Anne Bernet, en el número del 19 de julio de France Catholique, nos propone una penetrante lectura del dogma de la Inmaculada Concepción, proclamado ahora hace 170 años: «Cuando fue elegido papa en 1846, el arzobispo Mastai Ferretti era considerado un liberal favorable a la unidad de Italia. Pero el prelado, que eligió el nombre de Pío IX, no podía renunciar a los Estados Pontificios ni legitimar la insurrección de los partidarios de la unidad contra Austria, que gobernaba el norte del país. Esta “traición” provocó un sangriento levantamiento en noviembre de 1848, que le obligó a refugiarse en Gaeta, al sudeste de Roma. Durante este exilio, reflexionó sobre el fenómeno de la revolución, la revuelta contra Dios y su Ley por parte de sociedades antaño cristianas. Para el Papa ya no podía haber ningún compromiso entre el mundo de la Ilustración y la Iglesia si ésta quería permanecer fi el a su misión. No bastaba con denunciar al enemigo. Se necesitaba otro enfoque. Éste, en una dimensión providencialista, será espiritual.
En 1849, Pío IX, en el exilio, contemplaba el tormentoso Mediterráneo. El cardenal Lambruschini, antiguo Secretario de Estado, refugiado también en Gaeta, le dijo: “Santísimo Padre, no podríais sanar mejor al mundo que proclamando el dogma de la Concepción Inmaculada. Sólo esta definición dogmática puede restablecer el sentido de la verdad cristiana y alejar las mentes de los caminos del naturalismo en los que se han extraviado”.

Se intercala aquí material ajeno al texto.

Issue #73, opened 2018-01-16
cannot execute `pipeline_crab` on crab events


dneise:
Today I finally found time to download the crab files using Etienne's script.
The files are named: 
```
SST1M01_20171030.000.fits.fz
....
SST1M01_20171030.091.fits.fz
DigicamSlowControl_20171030_004.fits
DigicamSlowControl_20171030_007.fits
DigicamSlowControl_20171030_009.fits
DriveSystem_20171030_001.fits
DriveSystem_20171030_003.fits
SafetyPLC_20171030_000.fits
SafetyPLC_20171030_005.fits
```

I call the script like this:
```
(digicampipe) dneise@lair:~/ctasoft/digicampipe$ python pipeline_crab.py \
    -p /home/dneise/ctasoft/sst1m_crab/ \
    -o /home/dneise/ctasoft/sst1m_crab/out/
```

And get this error:
```
Traceback (most recent call last):
  File "pipeline_crab.py", line 36, in <module>
    dark_baseline = np.load(directory + 'dark.npz')
  File "/home/dneise/anaconda3/envs/digicampipe/lib/python3.5/site-packages/numpy/lib/npyio.py", line 370, in load
    fid = open(file, "rb")
FileNotFoundError: [Errno 2] No such file or directory: '/home/dneise/ctasoft/sst1m_crab/dark.npz'
```

dneise:
So obviously I am missing a file called "dark.npz". Should I have downloaded this file? 
Can I generate this file somehow?

And is there already some docu about this, which I simply should read? :-D

calispac:
this file is supposed to be generated with : https://github.com/calispac/digicampipe/blob/master/dark_evaluation.py

It basically reads the data taken with the lid closed compute the baseline and creates this .npz to store it. This baseline (in dark condition) is used to compute the baseline shift, used for : 
- nsb computation
- gain drop computation

Here I see two issues at the moment : 

1.  There is no way to know if an event is taken with lid closed or opened (at least to my knowledge) from the .zfits or the slow control data. (only from the logbook)
2. As you experienced it is not documented how to generate this file. It was proposed to add this computation step into the crab_pipeline.py

Etienne12345:
One can retrieve the status of the lid from the slow control data. I am actually doing it with the metadata that is extracted "per raw data file". Should I send an email to Yves to ask him to add that to the pipeline ? I can explain him where the value should be retrieved from.

dneise:
[...]

PR #77, opened 2018-01-17
Dark evaluation issue

### LINKED ISSUE #75: Cannot execute `dark_evaluation`
As mentioned in #74 I think users of scripts should not have to modify them to get them to work, but to call them with command line arguments.

Nevertheless, I tried to execute `dark_evaluation.py` on the crab files I downloaded using Etiennes script.

This is the diff of `dark_evaluation.py`
```diff
diff --git a/dark_evaluation.py b/dark_evaluation.py
index fe2643a..d242d0e 100644
--- a/dark_evaluation.py
+++ b/dark_evaluation.py
@@ -7,14 +7,24 @@ from digicampipe.utils import geometry
 import matplotlib.pyplot as plt
 import numpy as np
 
+import pkg_resources
+import os
 
 if __name__ == '__main__':
     # Data configuration
 
-    directory = '/home/alispach/data/CRAB_01/'
-    filename = directory + 'CRAB_01_0_000.%03d.fits.fz'
+    directory = '/home/dneise/ctasoft/sst1m_crab/'
+    filename = directory + 'SST1M01_20171030.%03d.fits.fz'
     file_list = [filename % number for number in [2]]
-    camera_config_file = '/home/alispach/ctasoft/CTS/config/camera_config.cfg'
+
+    camera_config_file = pkg_resources.resource_filename(
+        'digicampipe',
+        os.path.join(
+            'tests',
+            'resources',
+            'camera_config.cfg'
+        )
+    )
     dark_filename = 'dark.npz'
 
     trigger_filename = 'bias_curve_dark.npz'
@@ -27,14 +37,13 @@ if __name__ == '__main__':
     digicam_geometry = geometry.generate_geometry_from_camera(camera=digicam)
 
     # Define the event stream
-    data_stream = event_stream(file_list=file_list, expert_mode=True, camera_geometry=digicam_geometry)
+    data_stream = event_stream(file_list=file_list, expert_mode=True, camera_geometry=digicam_geometry, camera=digicam)
     data_stream = filter.set_patches_to_zero(data_stream, unwanted_patch=unwanted_patch)
     # Fill the flags (to be replaced by Digicam)
     data_stream = filter.filter_event_types(data_stream, flags=[8])
 
     data_stream = save_bias_curve(data_stream,
                                   thresholds=thresholds,
-                                  camera=digicam,
                                   blinding=blinding,
                                   output_filename=directory + trigger_filename,
                                   unwanted_cluster=unwanted_cluster)
```

... wait am I probably working with an old version here or so? Let me reinstall everything quickly.

dneise:
This strives to fix #75 

Okay .. I'm kind of happy with this ... please review and see if you also like it.


dark_evaluation.py
```diff
@@ -27,23 +27,22 @@
     digicam_geometry = geometry.generate_geometry_from_camera(camera=digicam)
 
     # Define the event stream
-    data_stream = event_stream(file_list=file_list, expert_mode=True, camera_geometry=digicam_geometry)
+    data_stream = event_stream(file_list=file_list, expert_mode=True, camera_geometry=digicam_geometry, camera=digicam)
+    data_stream = r0.fill_trigger_input_7(data_stream)
```
calispac: this should be done after "setting patches to zero"

dneise: thx

dark_evaluation.py
```diff
@@ -4,6 +4,8 @@
 
     Example call:
     dark_evaluation.py . path/to/SST1M01_20171030.002.fits.fz
+    speed is ~100 events/second.
+    duration ~2minutes.
```
calispac: I am ok with adding duration but it could depend on how many files (more precisely events there is). 
Maybe one should add in parenthesis : '(for k events)'

dneise: I'll remove it .. I've never seen such info in a doc-string ... that was a bad idea ... sorry.

dneise:
Ah ... tests are missing. But we can also do that in a different PR

dark_evaluation.py
```diff
@@ -1,23 +1,43 @@
...
 
-    directory = '/home/alispach/data/CRAB_01/'
-    filename = directory + 'CRAB_01_0_000.%03d.fits.fz'
-    file_list = [filename % number for number in [2]]
-    camera_config_file = '/home/alispach/ctasoft/CTS/config/camera_config.cfg'
-    dark_filename = 'dark.npz'
 
-    trigger_filename = 'bias_curve_dark.npz'
     thresholds = np.arange(0, 400, 10)
     unwanted_patch = [306, 318, 330, 342, 200]
```
calispac: actually this is also supposed to be an option. it was the patches that were not working during the Crab observations.
I suppose we can live it like this since all the data we have is containing this problem.

dark_evaluation.py
```diff
@@ -27,45 +47,38 @@
...
 
 
-    ## Filter the events for display
+    # Filter the events for display
+if __name__ == "__main__":
+    args = docopt(__doc__)
+    print(args)
+    main(
+        output_directory=args['<output_directory>'],
+        files=args['<files>']
```
calispac: can we have default values from one of the test files ?

dneise: erm .. not with docopt ... i.e. it would be very ugly with docopt ... let me show you.

dneise: But where do you want to write the output? the current working directory, so the dot `.`?

dneise: Ah .. there is another "problem". I implemented these arguments as *mandatory* arguments. So it is as if I said:

This program cannot possibly guess any useful default input. It cannot guess where you want the output to be and it cannot guess where you have your SST1M files lying around. 

Like `mv` cannot guess what you want to move where. And `tar` cannot guess what you wanna compress.

Can I ask you, why you want to say to the user: "Hey, in case you have no idea what to do: Just use one of the example files ... it's fine".

calispac: yes current directory seems ok ? ok should we have `null/` folder in the project?... maybe not.
I would think it is good if we use those template files such that we can launch easily "demos".

Also maybe adding python `dark_evaluation.py a_template_file` command to travis could help to check if it at least runs?

dneise: Okay have a look, now these are not mandatory arguments anymore but options, with default values

baseline.py
```diff
@@ -0,0 +1,66 @@
...
+    data_stream = event_stream(
+        file_list=files,
+        expert_mode=True,
+        camera_geometry=digicam_geometry,
+        camera=digicam
+    )
+    data_stream = filter.set_patches_to_zero(
+        data_stream,
+        unwanted_patch=unwanted_patch)
+    data_stream = r0.fill_trigger_input_7(data_stream)
```
calispac: This is not necessary if you only want to compute the ''dark'' baseline. Only necessary for trigger related measurements.

baseline.py
```diff
@@ -0,0 +1,66 @@
...
+    camera_config_file = pkg_resources.resource_filename(
+        'digicampipe',
+        path.join(
+            'tests',
+            'resources',
+            'camera_config.cfg'
+        )
+    )
+
+    thresholds = np.arange(0, 400, 10)
```
calispac: Same here ! variable not used

baseline.py
```diff
@@ -0,0 +1,66 @@
...
+
+    digicam = Camera(_config_file=camera_config_file)
+    digicam_geometry = geometry.generate_geometry_from_camera(camera=digicam)
+    data_stream = event_stream(
+        file_list=files,
+        expert_mode=True,
+        camera_geometry=digicam_geometry,
+        camera=digicam
+    )
+    data_stream = filter.set_patches_to_zero(
```
calispac: this should probably replaced by `set_pixels_to_zero()`

baseline.py
```diff
@@ -0,0 +1,66 @@
...
+        path.join(
+            'tests',
+            'resources',
+            'camera_config.cfg'
+        )
+    )
+
+    thresholds = np.arange(0, 400, 10)
+    unwanted_patch = [306, 318, 330, 342, 200]
+    unwanted_cluster = [200]
```
calispac: make an unwanted_pixel list + introduce it as input arguments then use it in `set_pixels_to_zero()`

calispac: remove unwanted_patch, unwanted_cluster

baseline.py
dneise: nice, so it gets faster .. thx .. done

baseline.py
dneise: well spotted thx... done

baseline.py
dneise: Can you explain why?

baseline.py
dneise: can you explain why?

calispac: basically in dark_evaluation.py script you want to extract all info regarding : dark events 

1. baseline, baseline std
2. trigger rat per patch
3. rate scan

but for baseline.py I assume you want it to just give you this dark.npz for running the crab_pipeline.py ? 
in that case you don't need the trigger information (in the R0Camera Container). Therfore only pixel images are important. The user would mask some failing part of the camera with pixels.
Sorry if it is not clear... gotta go. Will explain better :)

dneise: > but for baseline.py I assume you want it to just give you this dark.npz for running the crab_pipeline.py ?

Yes exactly. That seemed to be useful.

> in that case you don't need the trigger information (in the R0Camera Container). Therfore only pixel images are important. The user would mask some failing part of the camera with pixels.

Aha .. I think I found my mistake. So I assumed (wrongly) that this means:
```
    unwanted_patch = [306, 318, 330, 342, 200]
    unwanted_cluster = [200]
```
these 5 patches and that cluster ... they are somehow broken and we do not want to look at them.
I assumed all of these pixels have a problem, so it is good to remove these pixel from all analysis.

This assumption was apparently wrong.

So I have a question: Why are these patches unwanted, and why is that cluster unwanted?

dneise: Was that just an example? To show that patches and clusters can be removed?

calispac: > Was that just an example? To show that patches and clusters can be removed?

Yes basically cluster 200 or more precisely cluster_7 contains patches [306,318,330,342,200]  (N.B. there is not 7 patches because it is at the camera border.)

Right now `set_*_to_zeros()` is just, as the name suggests, setting zero values to the raw data (sort of getting rid of noisy components). 

We might want to keep in mind that sometimes we could do some kind of flagging on the status of the pixels/patches/clusters. As there could be different actions to take depending on the hardware issue. For instance you could have : pixel 0 noisy and patch 0 (containing pixel 0) so you could decide to do : 

1. 
```python 
noisy_pixel = 0
image[noisy_pixel] = 0
```
2.
```python 
noisy_pixel = 0
image[noisy_pixel.patch.pixels] = 0
```
3.
```python 
noisy_pixel = 0
image[noisy_pixel.patch.pixels] = 0
trigger_in[noisy_pixel.patch] = 0
```
4.
```python 
noisy_pixel = 0
image[noisy_pixel] = 0
trigger_in[noisy_pixel.patch] = 0
```

This depends on what is the hardware issue.

baseline.py
```diff
@@ -0,0 +1,50 @@
+#!/usr/bin/env python
+'''
+Extract baseline from observations.
+
+    Example call:
+    baseline.py ./baseline.npz path/to/SST1M01_20171030.002.fits.fz
+    baseline.py --unwanted_pixels=1,2,3 delete_me.test ../sst1m_crab/SST1M01_20171030.002.fits.fz
```
calispac: what is the delete_me.test for ?

dneise: it is the output file path

dneise:
This fixes #73 when merged

dneise:
Okay .. test are passing ... I think we can merge this

dneise:
There is still work to be done .. but maybe its fine for now...

PR #79, opened 2018-01-17
pipeline_crab.py did not work

dneise:
So just like the other script. Also this script did not work.

I repaired it and gave it command line arguments


dneise:
Have look if you like it. 

Keep in mind. **It did not work before** this PR is not about giving it a different command line interface.

So you could say: Then why did you change the command line interface? 
The answer is: Because before that, the script was looking for files, I do not even have. Only after I modified the CL-interface, I was able to even start debugging.

The amount scripts which are not running, when I try them out is scary. 
Either I am doing something fundamentally wrong and the scripts actually do work, but I use them wrongly. Then this PR is rubbish and must not be merged.

Or the scripts really do not work. In that case I wonder why I am the one running into this? I assumed everybody is constantly using them.

Since this seems not to be the case, we have to think about our testing strategy. 

We do not have to write many tests, but we should write important tests. That means if a script is done ... and then nobody uses it for a while .. this script should still be tested, so that after a month or two it still works and people can actually rely on stuff.

All sphinx documentation and doc-strings do not help, when the software is not running.

calispac:
basically the scripts in the main folder are intended as "example" scripts. They were never tested by more than 2 users and definitely not by a CI system. 
Concerning tests I would prefer that we write tests for the functions found in `digicampipe/digicampipe/` at first rather than for these scripts.

What do you propose for testing for instance `dark_evaluation.py` ? Do you want to do the `assert` thing with pytest or is it ok for you to ask travis to just run it with the default values ?

digicampipe/calib/camera/dl2.py
```diff
@@ -19,25 +19,19 @@ def calibrate_to_dl2(event_stream, reclean=False, shower_distance=80*u.mm):
...
-                                                             distance=shower_distance)
-                    dl1_camera.cleaning_mask = dl1_camera.cleaning_mask & mask_near_center
-                    image[~dl1_camera.cleaning_mask] = 0
-                    moments = hillas.hillas_parameters(geom, image)
-                else:
-                    moments = moments_first
-            except HillasParameterizationError:
-                print('could not recompute Hillas')
-                moments = None
+            moments_first = hillas.hillas_parameters(geom, image)
```
calispac: I don't get why the `try` --> `except` was removed. what if we get a HillasParameterizationError?

dneise: 2 Reasons:
 1. HillasParameterizationError was a SyntaxError. "HillasParameterizationError" was simply unknown. So once the except was reached a SyntaxError was raised. 
 2. When `moments=None` later code is trying to do access `moments.size.shape` or so .. I do not remember. That did not work since moments was None, and None has no attribute `.size` or however it was called.

So I caught the exception deeper down in `hillas.hillas_parameters` ... but obviously I did not push that file ... damn it.

calispac: Ok but we should still have an except here. Since sometimes the `hilllas_parameters()` function can fail in that case we don't want the pipeline to stop. So maybe setting it to None is wrong but we rather set it a 0/nan `MomentParameters` container ?

calispac: Or maybe just jump to the next iteration with `continue` ?

dneise:
One can test top-down or bottom-up or a mixture or just to some random sampling and just test what seems to be important. That are are more or less valid approaches.

Sometimes code is written very tightly coupled which makes it hard to test. Some developers do not have testing in mind so much. That's life. For me as an outsider it is often hard if not impossible to understand what is coupled how, so testing a function (as in unit testing) for which I am failing to even generate some test input is impossible.

So I simply cannot test that code. I have no idea how to test something, that I do not understand. 
In order to understand it ... I have to execute it ... and see what it does ... maybe throw a couple of print statements .. when I am lost ... 
But this all is entirely impossible when these "examples" do not work.

In my understand these are not examples. These are the most important part of the software.
I mean, there is a difference between a library and an application. 

A library is just a bunch of functions or classes that are "somehow useful". They might come with some examples, that show possible users of the library, how to use it. These examples should be tested, since if the user cannot trust that the library works as he expects it to work, he cannot use it.

An application (in our case) is a couple of programs, intended to be used by other people. These programs hopefully make use of good code design, so they have a couple of functions and classes in the background, which help developers to build the final application. But all these functions ... are they important? No ... not unless the application works.

So in both cases, tests have to make sure that the examples or the applications however we want to call them work. If you want to call digicampipe a library or a group of analysis applications. We have to make sure that the stuff works. And we have to make sure that what worked two weeks ago, still works in two weeks. I assume we do not have a bunch of developers in the basement who just wait to repair stuff the got somehow destroyed within the last weeks.

It is in my opinion not helpful to say: "yes, but we are still in development phase, we have to be able to break stuff". 
Sure ... if we think some application is done wrong and we want to do it differently, then we do it. But then we hopefully do not leave an application lying around which is sure **note to work**. So that other people who come along and trying to execute that, have to wonder why it does not work for them.

This needs also some amount of courage, since deleting stuff seems like wasting the time, that was investing in making it in the first place.

One more about testing the end-product. It is very well possible to write a test, which cannot (yet) work since the application is not (yet) done. Such tests are good guidelines for other developers, since they show what is still needed. 
Such tests can be marked as "skipped" (yellow in pytest) and every developer should try to "unskip" tests .. Once everything is green. The product is ready to be shipped.

Such a procedure of writing tests first is called "test driven development", there are many books about this. It leads to an end-product that has all the tests its needs. And that can never break without us knowing it. But this procedure needs time to learn. There are courses for software devs, which cost quite some money, where you can learn TDD. 

Anyway. There is no need to go full scale TDD here. But testing the important parts, so that fellows can trust those parts that were already done some weeks ago, we can certainly do.

Of course this discussion cycles also around the question what is "important" for digicampipe. I cannot judge that. But I would assume these things are important:

 - to extract images from waveforms
 - to apply some kind of cleaning to these images
 - to extract some kind of image parameters from these images, e.g. Hillas
 - to estimate the energy, type and direction of the primary.

And I assume for each of these steps, one can define some (1..10) sub steps, which can also be nicely tested.

digicampipe/calib/camera/dl2.py
dneise: Oh! I know why I did not push the file .. It is in ctapipe.

dneise: Ok now I did not fix it in ctapipe, but in digicampipe.

dneise: I got confused about what is what. Sometimes I see something funny and want to fix it, and then I see it is part of "CTS" .. this is confusing for me.

digicampipe/calib/camera/dl2.py
```diff
@@ -2,6 +2,26 @@
 import numpy as np
 import astropy.units as u
 
+def hillas_parameters(geom, image):
+    unit = geom.pix_x.unit
+    try:
+       moments = hillas.hillas_parameters(geom, image)
+    except hillas.HillasParameterizationError:
+        return hillas.MomentParameters(
+            size=None,
```
calispac: Sorry but why None and not np.nan ?

dneise: I don't know

dneise: I do not know what is more apropriate here.

Etienne12345: I'd stick to None, as it suggests that it was not initialized. np.nan is ambiguous between "not initialized" and "wrongly computed" IMO

dneise:
Okay now this call:

    ./pipeline_crab.py --baseline_path=../sst1m_crab/dark.npz --outfile_path=./hillas_output.txt ../sst1m_crab/SST1M01_20171030.01*

creates and output file of length 491. So only 491 events survive out of these 10 runs. Is that expected?

pipeline_crab.py
```diff
@@ -71,30 +82,35 @@
...
+        time_integration_options['peak'],
+        time_integration_options['mask'],
+        time_integration_options['mask_edges']
+    ) = utils.generate_timing_mask(
+        time_integration_options['window_start'],
+        time_integration_options['window_width'],
+        peak_position
+    )
 
     # Image cleaning configuration
```
calispac: as these are image cleaning parameters maybe it is better to set them with command line

calispac:
> creates and output file of length 491. So only 491 events survive out of these 10 runs. Is that expected?

It all depends on the cuts applied to image cleaning and the trigger threshold. I remember we had something around ~10Hz "shower" rate.

pipeline_crab.py
dneise: Yep, can be done .. not in this PR. This PR tries to make this script runnable.

digicampipe/calib/camera/dl2.py
dneise: It might be that the size is zero and for this reason all the other parameters cannot be calculated be calculated. But I am guess here, one would have to study the `hillas_parameter` function in detail and find the reason for the exception.

calispac: Yes that's why it fails! 
https://github.com/cta-observatory/ctapipe/blob/b7a11b8c06c8f0140338974c262f58e650e6fcb7/ctapipe/image/hillas.py#L547-L548

calispac: so should we just skip the event instead of returning a nan/None Container ?

dneise: If we think of these generators as boxes in an hypothetical analysis process. And one of these boxes skips events, then all following boxes never see these events ... this includes boxes doing statistics ... boxes which might be an event display ... i don't know what. 

This might be pretty surprising for people.

I mean a box called "filter_this_and_that" ... clearly skips events. but a box called "calibrate _to_dl2" .. I'm not sure.

I guess this is a design question. One might say: All boxes just **add** information to the event. 
Some kind of "sink" in the end writes the results to disk, whatever was defined to be a result.

But we can also say: Boxes do whatever they like with the event_stream and people just have to read the docu, or the implementation of each box in case there is no docu.

dneise: I think however, size should be zero, because this is really the case here.

dneise:
Okay. If this is your decision... can do that as well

La afirmación –que la Iglesia ha creído siempre, incluso antes de promulgar el dogma– de que María, en virtud de los méritos futuros de su Hijo, fue preservada del pecado original desde el momento de su concepción, no parece tener a primera vista ningún significado político. Pero encierra dos verdades esenciales de la fe: la realidad del pecado original, por una parte, y, por otra, la necesidad de un Redentor capaz de reconciliar al hombre con su Creador y salvarlo de la perdición. A esto se añade el versículo 15 del tercer capítulo del Génesis, llamado el «Protoevangelio», donde Dios, dirigiéndose a la serpiente –es decir, al Diablo–, dice: “Pongo enemistad entre ti y la mujer, entre tu descendencia y la suya; ella te herirá en la cabeza, y tú le herirás en el talón”.
Pues, ¿quién es Lucifer sino el primer revolucionario, el que se niega eternamente a servir al Rey e intenta ocupar su lugar? ¿Y quién es María sino la que, en su humildad, se llama a sí misma la sierva del Señor cuando el Arcángel le promete que dará a luz al Increado, al Todopoderoso, revelándole que es “la nueva Eva” sobre quien el demonio no tiene poder alguno? María, “fuerte como un ejército preparado para la batalla”, como la describe el Apocalipsis, triunfará siempre sobre el demonio y sobre las herejías, locuras y mentiras que suscita. Esta certeza bastaría para justificar el recurso del Papa a la Virgen en esta batalla contra el espíritu revolucionario, avatar último de la estrategia demoníaca.
Pero ¿por qué este dogma y no el de la Asunción, que Pío IX también consideró? Porque se opone a la deconstrucción filosófica de la doctrina cristiana que comenzó con Descartes y continuó hasta Hegel y que encontró su culminación en la afirmación de Rousseau: “El hombre nace bueno, es la sociedad la que lo corrompe”, que niega el pecado original y, por tanto, la necesidad de la Redención. En efecto, si el hombre no ha pecado, no necesita ser redimido. La consecuencia última de este razonamiento fue la voluntad de destruir la Revelación cristiana para, según creían, liberar a la humanidad, ya mayor de edad y adulta, de un Dios que ya no necesitaba, capaz de volar por sí misma de progreso en progreso hacia la conquista de una felicidad natural y materialista… La Inmaculada Concepción nos recuerda, por el contrario, que la humanidad, desde el pecado de nuestros primeros padres, nace aquejada de una enfermedad genética mortal: ese pecado original del que sólo Cristo, por su Encarnación y su Pasión, la salva. En cuanto a María, habiendo escapado a la maldición hereditaria, puede destruir la herejía moderna como triunfó sobre las otras. Tal fue la profecía de san Luis María Grignion de Montfort, cuyo Tratado de la verdadera devoción acababa de ser encontrado entonces tras años de desaparición».